─── Source information

PR #2014, opened 2023-10-01
add tcl footer template to be able to embed the sc_root

gadfort:


siliconcompiler/templates/tcl/manifest.tcl.j2
```diff
@@ -12,3 +21,9 @@ proc sc_top {} {
     }
     return $sc_entrypoint
 }
+
+{% if scroot  %}
```
troibe, line 25: Is there any scenario where we wouldn't want to have this?
Just asking because if it's conditional then we will always have to check if it's present when using it later.

troibe (approved):
Looks good but I think it would be better if scroot would always be set in tcl.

──────

About this exercise:
An unaltered transcription of all the data above is needed.

Task response:
PR #2014, opened 2023-10-01
add tcl footer template to be able to embed the sc_root

gadfort:


siliconcompiler/templates/tcl/manifest.tcl.j2
```diff
@@ -12,3 +21,9 @@ proc sc_top {} {
     }
     return $sc_entrypoint
 }
+
+{% if scroot  %}
```
troibe, line 25: Is there any scenario where we wouldn't want to have this?
Just asking because if it's conditional then we will always have to check if it's present when using it later.

troibe (approved):
Looks good but I think it would be better if scroot would always be set in tcl.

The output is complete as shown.